Student Use of an LLM Incrementally Fine-tuned to behave like a Teaching Assistant in Business and Marketing
Institution: Dublin City University
Discipline: Data Analytics
Authors: Alan Smeaton
GenAI tool(s) used: Chatbot created for purpose
Situation / Context
One hundred and forty-three undergraduate students of business and marketing took a module on data analytics and visualisation in early 2024 which covered technical topics including linear regression, significance testing, correlation, p-values, etc. A conversational virtual teaching assistant TA, a chatbot, was created and made available to students anonymously, so there was no tracking of student identity, though the questions they asked, and the replies generated were logged. The virtual TA was hosted on a third-party platform, agenthiost.ai, which acted as an intermediary between students and an underlying large language model (LLM).
Task / Goal
The aim of this work was to provide an always-available virtual TA and to contribute to the constructivist rather than the instructivist approach to student learning. Students in this course are already able to form their own learning based on interacting with a knowledgeable, reliable, though not always available teaching assistant or lecturer. The virtual TA allows them to ask the questions they would not ask the TA or lecturer directly and to do so in confidence because of the anonymity of the interaction, and at a time that suits them.
Actions / Implementation
The virtual TA was created using an off-the-shelf LLM (GPT 3.5), which was incrementally fine-tuned each week of the semester on that week’s new course materials, including slides, reading materials, transcripts from recommended YouTube videos, text from recommended web pages, assignments, and automatically generated transcripts of recordings of lectures. The audio recordings of lectures included all 150,000 words spoken during 20 hours of face-to-face lectures. This meant that each week the virtual TA would improve its knowledge of the course but would not give answers to questions using materials which had not yet been covered in class.
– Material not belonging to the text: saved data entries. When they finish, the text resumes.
PR #27, opened 2019-07-11
Controller selection setup

mikeslgoh:
Created a test game flow where the user would select how many players (and what controls they would be using) and then hit START and be taken to the game scene.

**NOTE**: Menu is definitely not set in stone in terms of design/layout and I needed to do this in order to fix a bug I was encountering in my previous implementation. Would like some feedback before eventually merging this and will StyleCop :)


mikeslgoh:
[Controller Selection Scene](https://trello.com/c/ZFYqyTsg/39-controller-selection-scene)

Assets/Script/ControllerSelection.cs
```diff
@@ -0,0 +1,151 @@
...
+            {
+                numberOfPS++;
+                PlayerInformation playerInfo = new PlayerInformation(numberOfPS, i+1, ControllerPlatform.PS);
+                playerInfoList[i] = playerInfo;
+            }
+        }
+        GameData.PlayerInformationList = playerInfoList;
+    }
+
+    private bool CheckNumberOfControllers()
```
m4rtint: are you checking the number of PC/PS inside two different methods?

Assets/Script/Managers/StateManager.cs
```diff
@@ -102,10 +102,13 @@ public bool IsPaused()
     public void PauseGame()
     {
         m_state = State.Paused;
-        PauseOnSceneRigidBody();
-        if (OnPause != null)
+        if (m_listOfRigidBodies != null)
```
m4rtint: How come you added this?

Assets/Script/Managers/WorldManager.cs
```diff
@@ -72,6 +72,10 @@ private void Start()
         SetupPlayersAndCameras();
         SetNewParkingSpot();
         m_scoreManager.ScoreSetup(m_carsInPlay);
+
+        m_numberOfPlayers = GameData.PlayerCount;
+        
+        StateManager.Instance.PlayGame();
```
m4rtint: Can you write //DEBUG, since this should be temporary for now

Assets/Script/ControllerSelection.cs
mikeslgoh: Yeah I am. One was to check how many and the assertions. The other is to assign which player is a PC or PS. I might work to combine them together and just have the assertion checks in the above function.

Assets/Script/Managers/StateManager.cs
mikeslgoh: this was throwing a null pointer error until I added the check

Assets/Script/Managers/WorldManager.cs
mikeslgoh: On line 77?

m4rtint: yeah

Assets/Script/Managers/StateManager.cs
m4rtint: Hmm strange, didn't think it'll do that.

Assets/Script/ControllerSelection.cs
m4rtint: okay

Assets/Script/CarController.cs
```diff
@@ -89,12 +85,12 @@ private void CarControllerOnUpdate()
         float vertical;
         if (!m_playerController.Equals(ControllerPlatform.PC))
```
m4rtint: u can probably pass m_playerController into InputManager, and let it handle everything there?

mikeslgoh: yeah i'll try and play around with this too.

PR #30, opened 2019-07-16
Change default GameData to have one player

mikeslgoh:
The single scenes were breaking because there was no default GameData for player information. I have initialized 1 player to be created for each scene so that it does not rely on the menu flow.


mikeslgoh:
[(2) Original maps broken [0]](https://trello.com/c/jLrTRIo0/58-2-original-maps-broken-0)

The virtual TA was prompt engineered to stay within the scope of the fine-tuned materials only and not to answer questions from outside the course. The temperature for the LLM temperature, which is a parameter in the range 0 to 1, which controls the amount of randomness or creativity in the model’s response, was set to 0, thus practically eliminating hallucinations. The environment in which the virtual TA was presented had many warnings for students about what it knows and does not know.
Students were advised to always refer to the lecture and other course materials, and not to depend on the virtual TA.
Outcomes
During the semester and up to the day of the final written exam, 2,787 questions were asked by students and an analysis of a sample of 700 of these found that all were answered correctly from the course materials. In the 24 hours before the final exam, 730 questions were asked and answered.
An analysis of usage indicated that the virtual TA was used for understanding concepts, preparing for the exam and for assignments and that it helped students to ask questions they would not ask the lecturer. Students did not experience any technical issues when using the virtual (bar some issues with response time).
Reflections
We know that the concept of using GenAI has many positives and negatives, but the challenge is using the right form, configured in an appropriate way, and presented as part of a constructivist way of learning.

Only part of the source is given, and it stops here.